Of late the US fiscal cliff has been a cause of concern globally and Adrian Mowat, Chief Asian and Emerging Market Equity Strategist, believes markets around the world are likely to be volatile due to the debt ceiling negotiations.
Of late the US fiscal cliff has been a cause of concern globally and Adrian Mowat, Chief Asian and Emerging Market Equity Strategist, JP Morgan, believes markets around the world are likely to be volatile due to the debt ceiling negotiations. As a result, he advises clients to be cautious ahead of the negotiations in the US. He suggests investors to buy into a possible correction.
Mowat further added that there were huge inflows into emerging market fixed income in 2012. According to him, equities are likely to find support from funds switching out of fixed income. Moreover, emerging market equities have an opportunity to fare better in 2013 when compared to the last calendar year. Global equities are also likely to outperform in the second half of the calendar year 2013, opined Mowat.
However, he is not very optimistic about India replicating its 2012 returns in 2013. He feels gains in India are going to depend on government policy action. He is of the view that the Indian market may underperform global markets going into the budget.
Below is the edited transcript of Adrian Mowat's interview with CNBC-TV18
Q: Between now and the end of February, are you expecting to see some volatility and turbulence in global markets as they resolve issues of the debt ceiling etc?
A: Yes, I think investors should become a bit more cautious tactically. In the long-term we are very bullish on markets but, as we look into February, we need to deal with the debt ceiling, we need to deal with the fiscal cliff as we did not have a fiscal cliff deal. We decided to postpone the decision until February.

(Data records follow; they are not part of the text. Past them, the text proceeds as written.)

PR #233, opened 2022-10-17
Normalize feature permissions in an intetermediate stage before copying them to the final container

### LINKED ISSUE #153: "cacheFrom" value not considered when building dev container features
The `build.cacheFrom` value allows you to publish an image, and then use it as a local cache for subsequent builds on another machine (as does the Docker Compose equivalent).  Currently contents of the image in `cacheFrom` do not appear to be being used during the dev container features build step which reduces the utility of it pretty significantly.

Repro:

1. Go to https://github.com/chuxel/feature-library and create a Codespace, or clone the project locally and create a dev container from it
2. Watch the Dockerfile build

**Expected:** Since there is a pre-built image with the "docker-in-docker" feature inside it (see https://github.com/Chuxel/feature-library/blob/main/.github/workflows/devcontainer-image.yaml), the feature docker build reuses the cached result.
**Actual:** The image contents are only used in during the core Dockerfile build not during the feature build

davidwallacejackson:
Resolves #153.

Since the underlying problem was that the permissions for features sources became corrupted and invalidated the cache, I added a new build stage that serves only to `COPY` the features sources and `chmod` them to `0600`. This way, by the time the actual work of installing the features is performed the permissions will have been normalized, allowing subsequent runs to use the install layers as cache.

I tested this manually by

1. Building a devcontainer image with this version of the CLI and pushing it to Docker Hub
2. Clearing the buildkit cache (`docker buildx prune -af`)
3. `docker pull`ing the built image back onto my machine from Docker Hub
4. Building the same image with the **release version** of the CLI and a `--cache-from` on the image from Docker Hub, to validate that the cache is not used by the release version. I canceled this build before it could finish, once it was clear the cache was not being used.
5. Building the image with a `--cache-from` again, but using this version of the CLI (the cache was used successfully)

This might be worth adding to tests, but it'd be a bit awkward -- you'd have to basically recreate the process above and then run regexes on the output to see if you got a cache hit. I can take a crack at that, if that's a blocker for merging.

Side note: in case anybody's curious why I used an additional stage instead of simply adding a `RUN chmod -R 0600 /tmp/build-features` after the `COPY`, it's because you don't get the cache without the extra stage -- BuildKit is apparently smart enough to identify when two contexts are equal, but doesn't seem to have the same capability at the individual layer level. [This demo](https://github.com/davidwallacejackson/docker-cache-merge-test) shows this in action.

### DIFF
--- a/src/spec-configuration/containerFeaturesConfiguration.ts
+++ b/src/spec-configuration/containerFeaturesConfiguration.ts
@@ -205,11 +205,15 @@ export function getContainerFeaturesBaseDockerFile() {
 
 #{nonBuildKitFeatureContentFallback}
 
+FROM $_DEV_CONTAINERS_BASE_IMAGE AS dev_containers_feature_content_normalize
+COPY --from=dev_containers_feature_content_source {contentSourceRootPath} /tmp/build-features/
+RUN chmod -R 0600 /tmp/build-features
+
 FROM $_DEV_CONTAINERS_BASE_IMAGE AS dev_containers_target_stage
 
 USER root
 
-COPY --from=dev_containers_feature_content_source {contentSourceRootPath} /tmp/build-features/
+COPY --from=dev_containers_feature_content_normalize /tmp/build-features /tmp/build-features
 
 #{featureLayer}
 
--- a/src/spec-configuration/containerFeaturesConfiguration.ts
+++ b/src/spec-configuration/containerFeaturesConfiguration.ts
@@ -207,7 +207,7 @@ export function getContainerFeaturesBaseDockerFile() {
 
 FROM $_DEV_CONTAINERS_BASE_IMAGE AS dev_containers_feature_content_normalize
 COPY --from=dev_containers_feature_content_source {contentSourceRootPath} /tmp/build-features/
-RUN chmod -R 0600 /tmp/build-features
+RUN chmod -R 0700 /tmp/build-features
 
 FROM $_DEV_CONTAINERS_BASE_IMAGE AS dev_containers_target_stage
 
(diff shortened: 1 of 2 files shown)


davidwallacejackson:
@microsoft-github-policy-service agree [company="Weights and Biases"]

davidwallacejackson:
@microsoft-github-policy-service agree company="Weights and Biases"

edgonmsft (approved):
Hey! Sorry for the delay but it does look ok to me!

davidwallacejackson:
> Hey! Sorry for the delay but it does look ok to me!

Thank you! Would you mind merging it for me?

Chuxel:
@chrmarti wanted to take a quick look now that he is back.  This look good Christof?

src/spec-configuration/containerFeaturesConfiguration.ts
```diff
@@ -205,11 +205,15 @@ export function getContainerFeaturesBaseDockerFile() {
 
 #{nonBuildKitFeatureContentFallback}
 
+FROM $_DEV_CONTAINERS_BASE_IMAGE AS dev_containers_feature_content_normalize
+COPY --from=dev_containers_feature_content_source {contentSourceRootPath} /tmp/build-features/
+RUN chmod -R 0600 /tmp/build-features
```
chrmarti, line 210: Would this break features that come with additional executable files (beyond install.sh) because these won't be executable anymore? A simple fix could be to use `700`.

Another approach could be to copy the tar files to the build stage and untar there. That would preserve the original permissions.

chrmarti (changes requested):
Thanks @davidwallacejackson! This looks very promising. I have left a comment for discussion.

src/spec-configuration/containerFeaturesConfiguration.ts
davidwallacejackson: I think you're right. That's my bad; I didn't realize features were allowed to contain additional files. I've changed the `chmod` to `700`, since that's easiest and (I think?) harmless, but I can see how untaring inside docker would be more correct. If you want me to take a crack at that, let me know -- your call.

chrmarti: We can go with this and look into copying the tars separately.

chrmarti (approved):
Thanks!

edgonmsft (approved):

PR #242, opened 2022-10-24
${devcontainerId} (devcontainers/spec#62)

chrmarti:


src/test/container-templates/templatesCLICommands.test.ts
```diff
@@ -43,9 +43,9 @@ describe('tests apply command', async function () {
 
 		assert.isTrue(success);
 		assert.isDefined(result);
-		assert.isTrue(result.stdout === '{"files":["./.devcontainer.json"]}\n');
+		assert.strictEqual(result.stdout.trim(), '{"files":["./.devcontainer/devcontainer.json"]}');
 
-		const file = (await readLocalFile(path.join(tmp, 'template-output', '.devcontainer.json'))).toString();
+		const file = (await readLocalFile(path.join(tmp, 'template-output', '.devcontainer', 'devcontainer.json'))).toString();
```
samruddhikhandale, line 48: Thanks for fixing this! 👍

src/spec-common/variableSubstitution.ts
```diff
@@ -32,6 +33,11 @@ export function substitute<T extends object>(context: SubstitutionContext, value
 	return substitute0(replace, value);
 }
 
+export function beforeContainerSubstitute<T extends object>(idLabels: Record<string, string>, value: T): T {
+	let devcontainerId: string | undefined;
+	return substitute0(replaceDevContainerId.bind(undefined, () => devcontainerId || (devcontainerId = devcontainerIdForLabels(idLabels))), value);
```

It is important to understand the context of this. There does not seem to be any unity within the Republican Party. So it is going to be difficult for the White House to find out who to negotiate with in order to come through with a deal.
If you then look at the economic data in February, that might show you some weakness. When you receive your pay-cheques in the United States at the end of January, there will be less dollars in those pay-cheques because of the increase in the payroll tax. I do expect the volatility to pick up. My advice to clients would be to be a little more cautious in the short-term.
Q: Are you expecting a significant pullback in markets and if it were to come about over the next six to eight weeks, would you advice your clients to buy into that weakness again?
A: I would definitely advice them to buy into the weakness. Our base case is that we would see markets coming off but do not see a significant pullback, nothing like we saw maybe in May 2012. However, it is important to look at the current consensus view, which is that economies are okay, they are generally improving, European risk is low, emerging markets (EMs) economies are also getting better. When that is the consensus, you are open to a little more disappointment. The focus of our concern with the sale off though is very much the United States.
Q: Do you expect a 5 to 10 percent correction and would that be equal for all markets because the last few weeks of December did see weakness for the US markets but that did not necessarily translate into weakness for Asia?
A: I think it would be for all markets rather than just for the US. So the US did not fall but, it did not outperform the other markets that were rallying. But I think if the US is correcting and you tend to see the correlation rise with other markets.
Q: To talk about flows for a little bit, what kind of trajectory do you think flows will take for at least the early couple of months in this year because that has been phenomenal, especially for markets like India and most recently China as well?
A: What we saw last year was huge inflows into fixed income, particularly in the emerging world and relatively good inflows into emerging market equities. As you highlight, those were somewhat back-loaded towards the latter part of 2012.
We do believe that the big medium-term call is a swing of money out of fixed income into equities and that is what makes this bullish equities medium-term to long-term, even though we may have a more short-term cautious view. I would see India benefitting from that as I would see other emerging markets benefitting from that.